PR #20, opened 2019-09-13
Configuration for Public Key URL

michaelkleinhenz:
This adds a new config option for the public key retrieval.

### DIFF
--- a/example-config.yml
+++ b/example-config.yml
@@ -7,3 +7,4 @@ http.compress: false
 http.idle_timeout: "15s"
 http.write_timeout: "15s"
 http.read_timeout: "15s"
+auth_client.public_keys_url: "http://localhost:8080/auth/realms/demoRealm/protocol/openid-connect/certs"
--- a/pkg/configuration/configuration.go
+++ b/pkg/configuration/configuration.go
@@ -65,6 +65,10 @@ const (
 	varTestingMode = "testingmode"
 	// DefaultTestingMode specifies whether the services should run in testing mode.
 	DefaultTestingMode = false
+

•••

:: PROBLEM DESCRIPTION ::
Copy out exactly the lines that run from the one holding "--- a/pkg/configuration/configuration.go" through the end of the data above.

:: WRITTEN SOLUTION ::
--- a/pkg/configuration/configuration.go
+++ b/pkg/configuration/configuration.go
@@ -65,6 +65,10 @@ const (
 	varTestingMode = "testingmode"
 	// DefaultTestingMode specifies whether the services should run in testing mode.
 	DefaultTestingMode = false
+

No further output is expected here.